Einen Lodenhemd mit sportlichem Schnitt
Der Schnitt ist leicht tailliert und eher körperbetont, aber nicht zu eng. Man will sich ja schließlich bewegen können. Ist der Rumpf ein wenig zu knapp, lässt sich der Umfang durch das Auftrennen von zwei extra für diesen Zweck angelegten Rückennähten um ca. 4 cm erweitern. Das Lodenhemd „Grimbart“ hat zwei aufgesetzte Pattentaschen, einen Kentkragen und mit zwei Knöpfen verschließbare Manschetten, damit es sich auch mit hochgekrempelten Ärmeln gut tragen lässt.

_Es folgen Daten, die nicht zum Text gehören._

PR #12436, opened 2026-06-23
fix(tas): account for elastic workload leaders

### LINKED ISSUE #12409: TAS + Elastic workloads: leader skipped except scale-ups
Suspected bug, based on my static reading of the code (and initial consulting with AI).
Not observed in practice.

In [`handleElasticWorkload`](https://github.com/kubernetes-sigs/kueue/blob/38c962f6af181667c8a0440733ed0f83d98448f7/pkg/cache/scheduler/tas_elastic_workloads.go#L35):

* In the [scale-up case](https://github.com/kubernetes-sigs/kueue/blob/38c962f6af181667c8a0440733ed0f83d98448f7/pkg/cache/scheduler/tas_elastic_workloads.go#L58), we [do account](https://github.com/kubernetes-sigs/kueue/blob/38c962f6af181667c8a0440733ed0f83d98448f7/pkg/cache/scheduler/tas_elastic_workloads.go#L98-L101) for the leader (if it exists), both in `assumedUsage` and in the returned topology assignment.
* However, in the [scale-down](https://github.com/kubernetes-sigs/kueue/blob/38c962f6af181667c8a0440733ed0f83d98448f7/pkg/cache/scheduler/tas_elastic_workloads.go#L60) and [no-change](https://github.com/kubernetes-sigs/kueue/blob/38c962f6af181667c8a0440733ed0f83d98448f7/pkg/cache/scheduler/tas_elastic_workloads.go#L64) cases, the leader is completely ignored.

This seems to be an omission, potentially leading to:
- getting an unrelated Pod stuck because it was assigned leader's capacity falsely assumed to be free
- getting the leader itself stuck, in case it needed a restart and a new placement (which will be missing)

RooobinYe:
#### What type of PR is this?
/kind bug
/area tas

This PR fixes TAS placement for elastic workloads with leader/worker pod sets.

Fixes #12409

Validation:
- `go test ./pkg/cache/scheduler -count=1`

```release-note
TAS: Fixed elastic workload placement to preserve leader pod set assignments and capacity accounting when worker counts stay the same or scale down.
```

## Summary by CodeRabbit

* **Tests**
  * Added coverage for elastic workload pod set recomputation across scale-down and same-count scenarios, verifying correct preservation/reuse of leader and worker pod assignments.

* **Bug Fixes**
  * Fixed elastic workload scheduling to correctly handle leader assignment preservation during worker truncation on scale-down, and to reuse prior topology assignments appropriately when pod counts remain the same.

### DIFF
--- a/pkg/cache/scheduler/tas_elastic_workloads.go
+++ b/pkg/cache/scheduler/tas_elastic_workloads.go
@@ -51,18 +51,15 @@ func (s *TASFlavorSnapshot) handleElasticWorkload(
 	}
 
 	previousCount := utiltas.CountPodsInAssignment(prevAssignment)
-	result := make(map[kueue.PodSetReference]tasPodSetAssignmentResult)
 
 	switch {
 	case workers.Count > previousCount:
 		return s.handleScaleUp(workers, leader, prevAssignment, previousCount, assumedUsage, opts)
 	case workers.Count < previousCount:
-		return s.handleScaleDown(workers, prevAssignment, assumedUsage)
+		return s.handleScaleDown(workers, leader, prevAssignment, assumedUsage)
 	default:
 		// Same count: reuse previous assignment
-		result[workers.PodSet.Name] = tasPodSetAssignmentResult{TopologyAssignment: prevAssignment}
-		addAssumedUsage(assumedUsage, prevAssignment, &workers)
-		return elasticPlacementResult{applied: true, assignments: result}
+		return s.finalizeElasticAssignment(workers, prevAssignment, leader, assumedUsage)
 	}
 }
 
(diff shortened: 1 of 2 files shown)


olekzabl (approved):
Thank you!

/lgtm

olekzabl:
Side note: looking at this now, I have a feeling that all our calls to `addAssumedUsage` duplicate the other logic without a good reason.
I'm suspecting that ideally we could refactor them to a single call, based on the TAS result, placed e.g. [here](https://github.com/kubernetes-sigs/kueue/blob/8b18b7ec3d9c8a9dc4c3079eed2c333ae662263c/pkg/cache/scheduler/tas_flavor_snapshot.go#L638) (or maybe in a go-routine to catch early-exit paths, like [here](https://github.com/kubernetes-sigs/kueue/blob/8b18b7ec3d9c8a9dc4c3079eed2c333ae662263c/pkg/cache/scheduler/tas_flavor_snapshot.go#L616), if desired).

However, this is just code cleanup, out of scope of the original issue behind this PR.
So I'll soon open another cleanup issue for that.

[EDIT: just opened #12485]

pkg/cache/scheduler/tas_elastic_workloads.go
```diff
@@ -57,11 +57,18 @@ func (s *TASFlavorSnapshot) handleElasticWorkload(
...
 		return s.handleScaleUp(workers, leader, prevAssignment, previousCount, assumedUsage, opts)
 	case workers.Count < previousCount:
-		return s.handleScaleDown(workers, prevAssignment, assumedUsage)
+		return s.handleScaleDown(workers, leader, prevAssignment, assumedUsage)
 	default:
 		// Same count: reuse previous assignment
 		result[workers.PodSet.Name] = tasPodSetAssignmentResult{TopologyAssignment: prevAssignment}
 		addAssumedUsage(assumedUsage, prevAssignment, &workers)
+
+		if leader != nil && leader.PreviousAssignment != nil {
```
mwielgus: In what situations leader doesn't have previousassignment?

RooobinYe: @mwielgus

The leader and workers read their `PreviousAssignment` independently from the old admission.

If the old admission was produced by the previous code's scale-down or same-count path — which only wrote workers, not the leader — then `getPreviousTopologyAssignment` returns the workers' assignment but nil for the leader.

The nil guard prevents the subsequent `InternalFrom(nil)` panic.

```go
leaderPrevAssignment := utiltas.InternalFrom(leader.PreviousAssignment)
```

olekzabl: `InternalFrom(nil)` does not panic, see [here](https://github.com/kubernetes-sigs/kueue/blob/a6af4d05e7faf7f0da85756303e512da98cbbe03/pkg/util/tas/tas_assignment.go#L126-L128).

pkg/cache/scheduler/tas_elastic_workloads.go
```diff
@@ -57,11 +57,18 @@ func (s *TASFlavorSnapshot) handleElasticWorkload(
...
+			leaderPrevAssignment := utiltas.InternalFrom(leader.PreviousAssignment)
+			result[leader.PodSet.Name] = tasPodSetAssignmentResult{TopologyAssignment: leaderPrevAssignment}
+			addAssumedUsage(assumedUsage, leaderPrevAssignment, leader)
+		}
```
mimowo: This code looks duplicated with https://github.com/kubernetes-sigs/kueue/pull/12436/changes#diff-642f3e7eead554222faa9ac6647de46f0ba360d718f38c30a197e5f1acd866e3R128-R132. Let's commonize using a helper function

mimowo: We may also exend the scope of the comminized code to cover L63 - L72

RooobinYe: Solved.

I kept the `default` branch content consistent with the `case` branches, also using a single function call.

pkg/cache/scheduler/tas_elastic_workloads.go
RooobinYe: Yes, you are right. I removed `&& leader.PreviousAssignment != nil`.

mimowo (commented):
/lgtm
/approve
/cherrypick release-0.18
/cherrypick release-0.17
Thank you for hardening of the elastic jobs 👍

Die Farbwelt des „Grimbart“ – inspiriert von der Natur
Das erste Modell des Lodenhemd „Grimbart“ kam in dachsgrau daher und passte farblich sehr gut zu unseren anderen Farbtönen, sowohl in der WALDKAUZ- als auch in der STEINKAUZ-Welt. Seit einiger Zeit gibt es das Lodenhemd zudem noch in den Farben Braun, Oliv und Anthrazit.
Pflege des Wollhemdes aus Loden
Das Lodenhemd „Grimbart“ brauchen Sie nicht wie ein normales Oberhemd nach jedem Tragen waschen. Wolle, und da macht Merinowolle keinen Unterschied, kann man wunderbar über Nacht an die frische Luft hängen und auslüften. Sollte das Hemd dann doch einmal mehr Pflege benötigen, geben Sie es in eine Wäscherei oder waschen es selbst. Dann aber mit dem deutlichen Hinweis, daß Sie unbedingt den Wollwaschgang Ihrer Maschine (max. 30 Grad Celsius) und ein Wollwaschmittel benutzen. Nach dem Trocknen im Liegen können Sie das Lodenhemd mit einem Dampf-Bügeleisen in Form bügeln.